I have so much resonation with this article. My father is the narcissist. I think he is really the terrible kind. Some scenes of what i have been through was beyond imaginable. And it still makes me so angry to think of what happened back then. But when you gain some sense and clarity you also see things from the other side as well. Meaning i could see my dad when he was very little going through the same scenarios of abuse probably even worse when he was a kid. And it makes me understand somehow that it was never his choice to be this way. And it really makes me feel sad for him and find ways to forgive him. No one would ever want to be a narcissist and become someone who abuses the ones he/she loves and living miserable life if they were given choice. They were also severely abused when they were kid and its unfortunate they could never find the way back and learn to love self like the codependents can. I dont mean to encourage narcissists but i think this is part of the truth.

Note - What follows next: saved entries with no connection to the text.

PR #2042, opened 2015-11-16
Introduce block comment command  and make toggle comment block aware

rundis:


kenny-evitt:
This seems pretty low-risk to me.

I'll try to actually test it sometime too :smile:

cldwalker:
@rundis Nice find! Block comments by default is nice for the existing toggle comment command.
Is there a specific case you have in mind for :block-comment-selection or is it more to be consistent with :comment-selection and :uncomment-selection? For example in Javascript, the only ability it would give a user is the ability to `/* code */` a single line instead of `// code`. Are there users who want this? If so, wouldn't they also expect to be able to have that preference with :toggle-comment-selection? 
 This is less a reflection of your PR and more thinking out loud if these extra comment commands (:comment-selection and :uncomment-selection) which don't compose are useful to users

rundis:
I pretty much only use toggle-comment.
I added block-comment-selection for consistency  

If we disregard the toggle command, there was no support for block-commenting (only uncommenting blocks) before this pull. 

I can think of an edge-case where block commenting a single line is useful: In elm doc strings require block comments, regardless of whether it's one or more lines ! 

There might be a case for making the behavior of toggle-comments configurable if a user always wishes to use line comments regardless of 1 or more lines. (but then again there is a workaround to use comment/uncomment commands ...)

cldwalker:
> I can think of an edge-case where block commenting a single line is useful: In elm doc strings require block comments, regardless of whether it's one or more lines !

Good to know

> There might be a case for making the behavior of toggle-comments configurable if a user always wishes to use line comments regardless of 1 or more lines. (but then again there is a workaround to use comment/uncomment commands ...)

Yeah. I guess we'll see if users want this configurable. I'd forgotten but we could use #1690 to do this later

Looks good to merge! :+1:

PR #2046, opened 2015-11-18
Fix version sorting for building plugin cache data. Fixes #2043

### LINKED ISSUE #2043: Plugin Manager - False "Last version"
There is a sort of problem in the version numbers. Sometimes the proposed version is not the latest version.

Exemple with TernJs.

Last version in LightTable : 0.1.9
Real last version : 0.1.10

Metadata repository is correct.

kenny-evitt:
Previously `build-cache` was attempting to sort plugin versions but [`sort-by`](https://clojuredocs.org/clojure.core/sort-by) was being called with the version comparator being passed as the sort key function. The version comparator was also inverting the standard return values for a comparator – see [`compare`](https://clojuredocs.org/clojure.core/compare) for an example.

### DIFF
--- a/src/lt/objs/plugins.cljs
+++ b/src/lt/objs/plugins.cljs
@@ -197,8 +197,8 @@
 (defn version-sort [a b]
   (cond
    (= a b) 0
-   (deploy/is-newer? a b) 1
-   :else -1))
+   (deploy/is-newer? a b) -1
+   :else 1))
 
 (defn build-cache [sha]
   (let [items (filter files/dir? (files/full-path-ls metadata-dir))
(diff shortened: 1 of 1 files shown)


kenny-evitt:
@cldwalker @rundis This seems pretty minor but it would be nice to include in the next release.

src/lt/objs/plugins.cljs
```diff
@@ -207,7 +207,7 @@
                           :let [versions (->> (files/full-path-ls plugin)
                                               (filter files/dir?)
                                               (map plugin-info)
-                                              (sort-by #(version-sort % %2))
+                                              (sort-by #(:version %) version-sort)
```
cldwalker: `#(:version %)` can just be :version

cldwalker:
@kenny-evitt Nice sleuthing and thanks for digging into this! I'm surprised sort was ever working without :version. Feel free to merge after that minor suggestion

src/lt/objs/plugins.cljs
kenny-evitt: Good point

kenny-evitt:
@cldwalker This seems to have worked because the directory enumeration must have been effectively ordering the directories by name.

PR #2051, opened 2015-11-30
Improve new user experience

cldwalker:
Over the past couple weeks, I've had some designers (non backend people) at my coworking space trying out LightTable. The feedback was pretty consistent in that user.keymap and user.behaviors explanations were confusing (they don't know what diffs and objects are). To address this I revamped the user.keymap and user.behaviors explanations to be more practical and created a separate document for describing configuration in detail. I also added menu items for functionality users were looking for but not finding since they weren't familiar with the command pane. Even when they found the command pane, these new users preferred to access them through the menu. Given configuration/settings and the plugin manager are integral parts of using LightTable, I think adding them to the menu will help new users.

### DIFF
--- a/deploy/core/User/user.behaviors
+++ b/deploy/core/User/user.behaviors
@@ -16,7 +16,7 @@
 ;; * Optional arguments are arguments to pass to a behavior. If a behavior has arguments they should
 ;;   pop up in an info box after the behavior has been autocompleted.
 ;;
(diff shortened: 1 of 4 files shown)


cldwalker:
@rundis @kenny-evitt Will merge this end of day tomorrow unless there are any concerns

rundis:
Looks good to me.

cldwalker:
Thanks for looking it over!

kenny-evitt:
Nice!

Issue #2218, opened 2016-06-03
Right click option to move file


HopefulLlama:
I can't find any option to move a file in my workspace.

kenny-evitt:
Please add [the info we ask for when reporting bugs in the contributing doc](https://github.com/LightTable/LightTable/blob/master/CONTRIBUTING.md#bugs).

I'll re-open when you've done that.

HopefulLlama:
Steps to reproduce: None - there is no option for moving files at all. What I would have expected is any of the following: 

- Right click on a file -> Move file option -> Move file dialogue
- Open command pane -> "Move File" -> Move file dialogue

Versioning: 
OS: Any
LightTable: Any
Plugins: None

Configuration: Default

Error Messages: None; I didn't do anything.

kenny-evitt:
@HopefulLlama thanks!

[Others have noted the lack of this "pretty basic feature that's missing".](https://groups.google.com/forum/#!topic/light-table-discussion/2fdVHOZQ9_U)

Are you interested in working on implementing this?

sbauer322:
@kenny-evitt would it be possible for you to outline steps/areas for this enhancement?

I should have some time to attempt this, but I am relatively new to LightTable's source and structure. Thanks!

kenny-evitt:
@sbauer322 I'm nearly as unfamiliar with the relevant code as you, but I'll gladly help out. I'll take a look at the code soonish. Ping me again in about a week if I don't follow-up with you before then.

Mouvedia:
If you take a stab at this try to implement the drag and drop in the workspace as well.

kenny-evitt:
@HopefulLlama Someone – @sbauer322 – submitted PR #2234 with changes that provide a move feature via the existing "Rename" item in the workspace context menu for files and directories. It'd be great if you tested those changes and let us know your thoughts. You'll need to clone the LT Git repo, merge the changes in the PR, and then build the source code to create a LT executable you can test. Let me know if you're interested in doing that and you need any help following the steps I outlined.

sbauer322:
@cldwalker. should this issue be closed, given that PR #2234 has been closed in favor of making it a plugin? Aside from drag and drop that @Mouvedia mentioned, the other options @HopefulLlama listed all would require essentially the same approach as that PR...

cldwalker:
@sbauer322 Worth leaving this open to get feedback once your plugin is available

PR #2234, opened 2016-07-30
Expand sidebar's rename functionality

sbauer322:
The Pull Request is for issue #2218. Rather than add a new, somewhat redundant, move function to the context menu in the sidebar, it was decided to expand the rename functionality.

It should be possible to now edit the file/folder name as well as the location of the file/folder within the filesystem. Below is an example of the UI at the start of the PR:

pr screenshot from 2016-07-30 00-37-03 cropped

This is currently a Work in Progress - looking for feedback! :smile:

### DIFF
--- a/src/lt/objs/sidebar/workspace.cljs
+++ b/src/lt/objs/sidebar/workspace.cljs
@@ -337,9 +337,6 @@
                                            (object/raise origin :rename.cancel)
                                            (object/raise origin :start-rename!))}]}))
 
-;; TODO: When moving file or folder into root folder (e.g., LightTable/untitled.txt)
-;; the file or folder does not appear until the folder is manually refreshed - all other deeper folders appear fine however
-
 (defn rename-file
   [origin path neue]
   ;; When moving a file, current-ws likes to be told about the change before
@@ -353,8 +350,9 @@
       (object/raise workspace/current-ws :watched.rename path neue))
     (files/move! path neue)
     (object/merge! origin {:path neue})
-    (remove-child (find-by-path old-parent-path) origin)
-    (add-child (find-by-path new-parent-path) origin)))
+    (when-not (or folder-root? file-root?)
+      (remove-child (find-by-path old-parent-path) origin)
+      (add-child (find-by-path new-parent-path) origin))))
 
 (defn rename-folder
   [origin path neue]
@@ -364,8 +362,9 @@
         new-parent-path  (files/parent neue)]
     (object/merge! origin {:path neue :realized? false})
     (files/move! path neue)
-    (remove-child (find-by-path old-parent-path) origin)
-    (add-child (find-by-path new-parent-path) origin)
+    (when-not (or folder-root? file-root?)
+      (remove-child (find-by-path old-parent-path) origin)
+      (add-child (find-by-path new-parent-path) origin))
     (let [docs (get-in @document/manager [:files])
           old-path (string/join [path files/separator])
           affected (filter (fn [x] (.startsWith x old-path)) (keys docs))]
--- a/src/lt/objs/sidebar/workspace.cljs
+++ b/src/lt/objs/sidebar/workspace.cljs
@@ -5,6 +5,7 @@
             [lt.objs.context :as ctx]
             [lt.objs.files :as files]
             [lt.objs.workspace :as workspace]
+            [lt.objs.topbar :as topbar]
             [lt.objs.opener :as opener]
             [lt.objs.popup :as popup]
             [lt.objs.sidebar :as sidebar]
@@ -29,6 +30,11 @@
 (defn root-file [path]
   (-> (object/create ::workspace.file path)
       (object/add-tags [:workspace.file.root])))
+
+(defn add-child [parent child]
+  (if (object/has-tag? child :workspace.file)
+    (object/update! parent [:files] (fn [cur] (vec (concat #{child} cur))))
+    (object/update! parent [:folders] (fn [cur] (vec (concat #{child} cur))))))
 
 (defn remove-child [p child]
   (if (object/has-tag? child :workspace.file)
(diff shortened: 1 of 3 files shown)


sbauer322:
This is a Work In Progress - there are still a couple of known bugs - the current purpose is to get eyes on the UI of the left sidebar's rename function.

@kenny-evitt if you could take a look at the UI to make sure it looks/feels appropriate that would be great!

src/lt/objs/sidebar/workspace.cljs
```diff
@@ -284,11 +285,32 @@
...
+           (object/raise this :rename.focus))
+  :blur (fn []
+          (object/raise this :rename.blur)))
+
+(object/object* ::rename-dialog
+                :tags #{:tree.rename}
+                :max-height 130
+                :path ""
+                :renaming? true
+                :behaviors #{::rename-focus ::rename-blur ::rename-submit ::rename-cancel ::rename-close! ::rename-file ::rename-folder}
```
sbauer322: @kenny-evitt, silly question, but is there a way to not specify the behaviours for the object and simply raise whatever behaviour? 

My question stems from the ::workspace.folder and ::workspace.file objects as they don't seen to have behaviours specified and work with various other behaviours... I could just be misunderstanding (probably am), so feel free to tell me otherwise. 

This is related to the PR as the previous rename functionality had two behaviours, rename-file rename-folder, both with the same trigger. Specifying the behaviours in the rename-dialog object is causing both rename-file and rename-folder to trigger as a result, which is not currently desired.

sbauer322:
I'm not sure if there is an interest, but rename seems like it might be something worthwhile to factor out from sidebar/workspace.cljs into its own file. Should that be a separate issue to open?

Mouvedia:
Just wanna say that you should take into account the discoverability. Windows users don't make the connection between rename and move as linux users do—due to the `mv` command.

First thing first have something that works.

> based on feedback

Id recommend the [human interface guidelines](https://elementary.io/docs/human-interface-guidelines) of Elementary OS. Of course you have to take into account the peculiar user base of LT. There's a big emphasis on the keyboard; in that regard:
- when esc is pressed you have to focus the last panel
- esc and outside click should have the same behaviour (close)
- keybinding/behavior for toggling (with auto text selection if present)
- the first time the text field appears for the current file it should highlight the filename excluding the extension (so that you can rename it directly)
- if closed the text should be saved (but not applied) so that when you reopen it is still there

Hope that helps.

Mouvedia:
> Create folders to an arbitrary depth when the user renames the path and it includes directories that do not currently exist.

I think a drop down—using auto complete—of the existing folders at that depth would make more sense. The user doesn't want to create folders he wants to either rename the file or move it to an existing folder. So the minimum would be to disable the rename if there's an inexistant folder (and highlight the culprit red). The harder solution would be to restrict the selection of the folders to the auto-complete suggestions.

sbauer322:
While I do agree these would be nice things, I do not feel they would be within the scope of this issue or appropriate to a essentially a first iteration.

That said, I intend to open additional issues recording those improvements after the PR is accepted so they can be addressed in the future.

Mouvedia:
So you intend to recursively mkdir?
That will probably be error prone in particular on case-insensitive filesystems.
Maybe add a visual clue for non-existing folders or a notification after the creation of a new folder.

IMHO this is too much; KISS and just log an error if a folder doesn't exist in the path.

sbauer322:
You do have a good point about it likely being error prone. I have removed the ability to add arbitrary folders as you have suggested. 

It should be pushed here sometime in the next few days.

sbauer322:
@kenny-evitt regarding the issue mentioned in Gitter:

When renaming a file or folder at the root folder level (not sure if that is the correct phrase, but I mean the highest point in a workspace) the file or folder disappears until the root folder is manually refreshed. Despite my best efforts, I cannot figure out why it is occurring only at this level - all other folder depths work properly...

As far as I can tell, renaming files and folders all work properly except for this level of folders. Would you have any ideas?

Here are some screenshots illustrating the problem:

Initial state - README.md is displayed in the sidebar properly

root-folder-does-not-update-initial

After renaming README.md to READMEs.md the file vanishes from the sidebar:

root-folder-does-not-update-after-rename

After manually refreshing the workspace folder READMEs.md will appear again:

root-folder-after-manual-refresh

This should be the last thing left to address before this pull request is ready (aside from future feedback)

src/lt/objs/sidebar/workspace.cljs
```diff
@@ -284,61 +291,132 @@
...
+        new-parent-path  (files/parent neue)]
+    (if (or folder-root? file-root?)
+      (object/raise workspace/current-ws :rename! path neue)
+      (object/raise workspace/current-ws :watched.rename path neue))
+    (files/move! path neue)
+    (object/merge! origin {:path neue})
+    (remove-child (find-by-path old-parent-path) origin)
+    (add-child (find-by-path new-parent-path) origin)))
+
+(defn rename-folder
```
sbauer322: Right around here would be the relevant rename-folder code, in case you wanted to check it regarding the above issue, @kenny-evitt

kenny-evitt:
The new file UI is interesting but I wasn't expecting it to look different:

image

I confirmed that I can move a file by renaming it – so that's good!

I'm going to stew on this for a while before I decide how I feel about it. Right now I'm conflicted. For those wanting to be able to their mouse and right-click, let alone drag-and-drop, this doesn't feel satisfying. And for those that wouldn't mind moving files by 'renaming' them, I'd expect they're already satisfied by just doing that thru a separate command line terminal program.

@rundis @cldwalker Your thoughts are most welcome.

sbauer322:
Yes, I agree those that want to use a mouse would not be satisfied. As mentioned at the start (via Gitter), I was using Atom as inspiration for this - they have something similar to what was implemented as well as the drag and drop functionality.

If the UI side is what is causing the conflict then it can be changed. I don't feel strongly about it... I would just need some idea of what it should look like instead.

I'm happy to include drag and drop as well but figured it should be a separate pull request - there were a lot of changes for a first time PR and I did not want to go overboard only to find out I was missing some critical thing.

Mouvedia:
Well normally if you want to move a file, you would expect a dialog box where you can navigate to select the destination folder. Of course all the files are hidden—only the folders are selectable.

sbauer322:
Totally agree and that was my first attempt! However, all of LT's dialog boxes (e.g., save, open) come from electron and I did not discover one for moving files.

Mouvedia:
The process would look like that:

1. select the folder using the file input
2. move the file(s) to the path returned

kenny-evitt:
@sbauer322 I forgot about the Atom inspiration. That does lend support for it not being completely foreign to everyone. How do you feel about hiding this behind a feature toggle, i.e. a setting that needs to be explicit set to enable this new UI feature?

Here's the Atom screenshot Scott shared in Gitter earlier (for anyone interested):

image

Can you share a full-window screenshot with the rename/move file UI from Atom too? I'm just curious what the visual difference is with the UI you've implemented.

Mouvedia:
> Enter the new path for the file.

Obviously shouldn't contain the file name as shown in the screenshot.

sbauer322:
Here you go @kenny-evitt: 

atom-full-ui-rename

Atom obviously has a more polished rename UI, but getting this UI hammered out is part of this PR too! This PR's rename UI was done rather simply since it was not clear how it should appear... should be fairly straightforward to make changes.

sbauer322:
With regards to having an explicit option to set for this to be enabled, I feel such a thing would be against the spirit of the original issue - they simply want some way to easily move files around within the IDE. Once drag and drop for files and folders is implemented then I would be more comfortable relegating this to an explicit option.

kenny-evitt:
@sbauer322 I created [a new post in the Google Groups group](https://groups.google.com/forum/#!topic/light-table-discussion/EP8bL-NhyME) asking for help testing and soliciting feedback about this.

I kinda like how your version of the UI is docked to the edge of the workspace sidebar/pane versus the Atom version being centered in the editor tab(s).

sbauer322:
Any chance we can merge this, @kenny-evitt? The Google Group post hasn't garnered any suggestions, or negative feedback, so I guess we are in the clear?

We can always add updates later on.

kenny-evitt:
@sbauer322 GitHub claims these commits conflict with the *master* branch. Please rebase *master* on your PR topic branch and fix any conflicts.

@rundis Mind reviewing this when you get a chance? I'm mostly okay with this but I'd prefer it 'hidden' behind a feature toggle so as to not surprise existing users. I'll defer to your judgement tho.

sbauer322:
@rundis, any chance I could get your feedback for this? I'm happy to make adjustments as needed... though I still feel this should not be hidden behind a feature toggle, I will do so if necessary.

One thought might be to extract all rename functionality as a whole into its own plugin... essentially start the process of decomposing Light Table itself into a series of plugins (there would be a core still, obviously).

cldwalker:
> The Pull Request is for issue #2218. Rather than add a new, somewhat redundant, move function to the context menu in the sidebar, it was decided to expand the rename functionality.

Is there relevant discussion on how this was decided? Not seeing in issues which is where any issue related discussion and decision should be happening. I'm not leaning towards this approach

> One (possibly absurd) thought might be to extract all rename functionality as a whole into its own plugin... essentially start the process of decomposing Light Table itself into a series of plugins (there would be a core still, obviously).

To that point, feature enhancements like this should be avoided in core unless we have a large user demand for it (which we don't here). I'm happy to consider updating LightTable core so that it could support a topbar plugin. Thoughts on what would need in core to support such a plugin?

Mouvedia:
> To that point, feature enhancements like this should be avoided in core unless we have a large user demand for it (which we don't here).

1. this is not a feature enhancement this is a pretty basic feature addition
2. [there is a demand for it](https://groups.google.com/forum/#!topic/light-table-discussion/2fdVHOZQ9_U)
3. what is essentially mv internally should be part of the core

> Not seeing in issues which is where any issue related discussion and decision should be happening.

I didn't see you participate in that thread: https://groups.google.com/forum/#!topic/light-table-discussion/EP8bL-NhyME

sbauer322:
Have to say you are sending mixed signals by adding this to the milestone list, but preferring it moved into a plugin, which would entail closing this PR! :wink: 

I want to say the discussion was either in Gitter, or simply decided on my own... the pull request itself was my first significant work on Light Table (prior to becoming a Light Table maintainer) and it was a way to learn about the internals. Since this enhanced rename contains the functionality of the original rename, I don't see much benefit in keeping them both.

As for adding a topbar, if you would rather see this as plugin, it shouldn't be that much different than our existing bars... something of a mix between bottombar, and popup. I don't know enough about plugins (yet) to say what would need to be exposed by Light Table to do this in a plugin, however.

cldwalker:
> Regarding demand for it, not having a way to move files around in Light Table itself is somewhat embarrassing. I can't think of any modern editor, let alone one listed in the top editors on Github, that don't have some version of this functionality... not to mention we like to describe ourselves as a "next generation code editor".

Light Table has abilities to rename a specific file and folder so I imagine it's that specific desire to move files across folders that you're looking for. General calls to feature parity and embarrassment aren't convincing

Looking at this PR more, there doesn't seem to be any major hooks for LT to provide for this as a [3rd party plugin](https://github.com/LightTable/plugin-metadata). If I am missing something on that front, let's discuss.

Overall I'm glad you're passionate about this functionality and that it could help some users. I'd recommend first publishing this as a personal plugin and pointing users to it in #2234. Over time we can discuss why this functionality merits being in core more than other 3rd party plugins. Feel free to close or I can soon

Mouvedia:
> General calls to feature parity and embarrassment aren't convincing.

That's  an unusual and peculiar stance. If he was asking for a diff/compare tool to be added to the core I would understand your position though. I don't understand how you can make a case for plugin. We probably have vey different ideas of what's *minimal*.

sbauer322:
Sorry, didn't mean to come across as particularly passionate on this topic... In the earlier comment, perhaps frustrating would have been more appropriate than embarrassing.

In any case, yes, being able to move files and folders around is what I was I looking to get out of this PR. 

As for merit to include this in core, we already have similar functionality in the core, which is our current rename. Splitting the two - with one in core and the other a plugin - seems odd. It should be one way or the other. But all this goes back to if we wanted to pursue breaking up Light Table functionality, such as rename/move file and searching, into their own plugins.

Additionally, #2218 was labelled as an enhancement as opposed to being closed or added to our plugin wishlist. 

Beyond what was said above, I am not going to try to attempt anyone of the merit of this to be in core - it simply is not that big of an issue to squabble over. I'm fine with closing this and relegating it to a plugin someday.

cldwalker:
> Additionally, #2218 was labelled as an enhancement as opposed to being closed or added to our plugin wishlist.

@sbauer322 I set up these labels. An [enhancement label](https://github.com/LightTable/LightTable/wiki/For-Contributors/4a9c3835424cb28b61a2e9ca2e5585582a3be27e#issue-labels) isn't a reason or a substitution for a discussion. An enhancement is an "Interesting feature suggestion which isn't on the roadmap but welcome". If you're using labels in a different way, please define them somewhere

sbauer322:
I'm not sure what more I can say, but there was quite a lot of discussion, and it was okayed to implement in Light Table core and to expand the current rename functionality.

Some relevant links to the Gitter discussion, which is where we are directed to post questions and other transient information:

- [Proposing we adopt Atom's style of renaming for the PR](https://gitter.im/LightTable/LightTable?at=578eb6d82d04e058518f9361)
- [@kenny-evitt okaying the style](https://gitter.im/LightTable/LightTable?at=578ed5690720fd587aa393d8)
- [@kenny-evitt] okaying to use Gitter for my questions relating to the PR](https://gitter.im/LightTable/LightTable?at=578fbaa73d74e5a0167582a2)
- [Asking about rename vs move](https://gitter.im/LightTable/LightTable?at=57953c15b92e27447fb23f21)
- [Stating that I am going to merge the functionality of rename and move then call it rename](https://gitter.im/LightTable/LightTable?at=57954985959ee82b3e532450)
- [@kenny-evitt okaying all of this](https://gitter.im/LightTable/LightTable?at=579aaf3fac80b5ea3f1516d2)

cldwalker:
> I'm not sure what more I can say, but there was quite a lot of discussion, and it was okayed to implement in Light Table core and to expand the current rename functionality.
> 
> Some relevant links to the Gitter discussion, which is where we are directed to post questions and other transient information:

Our policy on [feature discussion](https://github.com/LightTable/LightTable/blob/master/CONTRIBUTING.md#feature-requests) is pretty explicit. Apologies if you were lead to think that didn't apply for this case. For future reference, gitter is fine for support and realtime discussion but ultimately LightTable work needs to be coordinated on github

> Regarding the label, I am aware of that definition and it is fine... my point was that it is misleading to label an issue as an enhancement or feature while expecting it to actually be a plugin. It only helps to cause confusion and we should be more clear about what issues we expect a plugin rather than a pull request.

The whole point of the label descriptions is to minimize this confusion. Naming alone doesn't provide any of the context on how the core team processes these labels. I've brought back the [descriptions on the wiki](https://github.com/LightTable/LightTable/wiki/For-Contributors#issue-labels). Please update the ones you've changed. If you have better names for the `enhancement` description I'm open to them

sbauer322:
The label names have been restored.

Thank you very much for this article, Savanah.
I was brought up in this way and used as a scapegoat for the whole family since I was the youngest. My older sisters learnt how to bully me with the same severe criticism and lies that my mother used. It led to being a bully target for most of my life until I finally had therapy several years ago.
I have forgiven much, but the one thing I can’t forgive is the learned behaviour which passed onto me as a parent. I exhibited narcissistic behaviours, but genuinely was appalled by it, and looking back I know that I tried to counteract it and mostly became the loving parent that I felt inside towards my son. It still saddens me that I couldn’t enjoy being a mum as much as I’d have loved to, and especially so for my son’s sake.
I can’t alter time, but I’ve had to learn to forgive myself too, and having counselling has made me understand that I do have natural compassion and love for others beneath all the anger that I used to have.
It took me 45 years to finally understand that I am not crazy and that my mother was a narcissist. I have been the black sheep and scapegoat of the family my entire life, and every single relationship I have ever had has been with a narcissist. I always used to wonder why I could only capture my ex husbands and any mans attention for three months at a time and went through life with the worst feelings of worthlessness and insecurity. Yet no man I ever dated left me alone after breaking up with me. My friends used to wonder what I had that kept the men coming back to me. Finally I know it is the legacy of being raised in the home I was, not because I was unforgettable. It was the last relationship that almost destroyed me that left me searching for the answers that finally set me free. Unfortunately the journey is still very painful and I sometimes cannot see the sense in life at all. I am the sole caregiver to my narcissistic parent and it is a living hell.
What can I do now that my sons are grown? Their father abandoned all of us when they were teens. He was a narcississt to the extreme. Now My oldest is 30 yr old and has anger issues and other issues, and he seems to be blaming me. I tried to protect them from the craziness, but now I can’t even talk to him, without getting rude angry answers. They’re too old to listen to me, and it looks like I’m just nagging which makes things worse. They also say a narcississt can’t change, Is it just too late?